### ACTIVITY
Give again, exactly, every line of the entries below from the one that has "feat(button): added scaleIcon prop" to the last.

───

PR #497, opened 2021-12-17
feat(button): added scaleIcon prop

SamCreasey:


CelienB (approved):

SamuelAlev:
Could you show that change in a story and add it as an `args`?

───

### RESULT FOR THIS EXERCISE
feat(button): added scaleIcon prop

SamCreasey:


CelienB (approved):

SamuelAlev:
Could you show that change in a story and add it as an `args`?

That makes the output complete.